Quite how fast this Ape Calessino could travel with a 150cc two-stroke motor pulling along a ‘woody’ rear passenger compartment, not to mention two people (three with the rider) is not recorded but, as a way of getting into the taxi business in the crowded streets of Rome or Milan, it was perfect.
Vespa 150 TAP
Is that driver in front bothering you? Never mind: just light the blue touch paper of the bazooka sitting underneath the seat and he’s history!
The Vespa 150 TAP was an anti-tank (seriously!) scooter made in the 1950s for use with French paratroops. It was created by the licensed assembler of Vespas in France and featured a reinforced frame designed to handle the weight of a recoilless M20 75mm rifle. Light it might have been, but it could still penetrate up to 100mm of armor with the right warhead.
It was designed to be parachuted into war zones in pairs, accompanied by a two-man team. The gun was carried on one scooter, and the ammunition on the second (and I know which I would rather be riding!) The gun wasn’t fired from the scooter, more’s the pity, but was mounted on a tripod before firing. However, in the event of an emergency, it could be fired while mounted on the scooter.

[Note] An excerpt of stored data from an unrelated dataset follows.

PR #2224, opened 2024-05-08
Upgrade QMR to Node 20

gmrabian:
### Description

- Upgrade `.nvmrc` to node 20
- Upgrade services to node 20
- Upgrade dependencies that need it for compatibility
- Remove redundant dependencies

Note: there is a lambda that isn't on Node 20. It's created by serverless to link resources as a workaround for...itself. We might be able to narrow down where it comes from with an infrastructure audit, but it just runs once on deploy and then sits there. It'll only be a concern if AWS removes support for Node16, and in that case everyone using serverless will need a solution, so they should upgrade it by then (right...?)

### Related ticket(s)

CMDCT-2659

---
### How to test

Deployed url: https://d1zh5vte8mrjmn.cloudfront.net/
Everything works as expected
Lambdas don't fail

---
### Pre-review checklist


.nvmrc
```diff
@@ -1 +1 @@
-v18.20.2
+v20.11.1
```
rocio-desantiago, line 1: does this cover `^20.12.7`?

package.json
```diff
@@ -25,7 +25,7 @@
     "@serverless/compose": "^1.3.0",
     "@types/dotenv": "^8.2.0",
     "@types/flat": "^5.0.2",
-    "@types/node": "^18.19.31",
+    "@types/node": "^20.12.7",
```
rocio-desantiago, line 28: does this version work with .nvmrc having `v20.11.1`?

rocio-desantiago (approved):
Question about `.nvmrc` file vs `package.json`

package.json
gmrabian: see above

.nvmrc
rocio-desantiago: Sweet :shipit:

ailZhou (approved):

600 were produced between 1956 and 1959.
Honda Motocompo - 1981-1983
The Honda Motocompo was designed to be a ‘trunk bike’, intended to fit inside what was then the smallest Honda automobile, the City Turbo 2. The Motocompo folded into a box shape that fitted perfectly into the trunk of the City 2, which seems strange as the City 2 was small enough to get into even the narrowest of alleys. Of course, it would fit into larger car trunks but Honda chose to launch it at the same time as the diminutive City 2, whose trunk space was designed around the scooter.
It featured a 49cc single cylinder engine and had a top speed of 35mph. History doesn’t record how long you would need to leave it to cool down before trying to manhandle it into the boot without burning either yourself or melting the car’s interior!